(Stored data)
PR #382, opened 2025-04-10
ci: use yarn to install dependencies

fisker:
`npm i` is so [slow](https://github.com/meriyah/meriyah/actions/runs/14377174160/job/40312236071?pr=380#step:4:19), choose yarn since it can use directly on ci.


3cp:
If you want speed, bun is way faster :)

3cp (approved):

fisker:
> If you want speed, bun is way faster :)

I know, but need additional step.

> choose yarn since it can use directly on ci.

#### What to work on:
Considering only the data above, return the lines in which "since" occurs.

#### Exercise answer:
`npm i` is so [slow](https://github.com/meriyah/meriyah/actions/runs/14377174160/job/40312236071?pr=380#step:4:19), choose yarn since it can use directly on ci.
> choose yarn since it can use directly on ci.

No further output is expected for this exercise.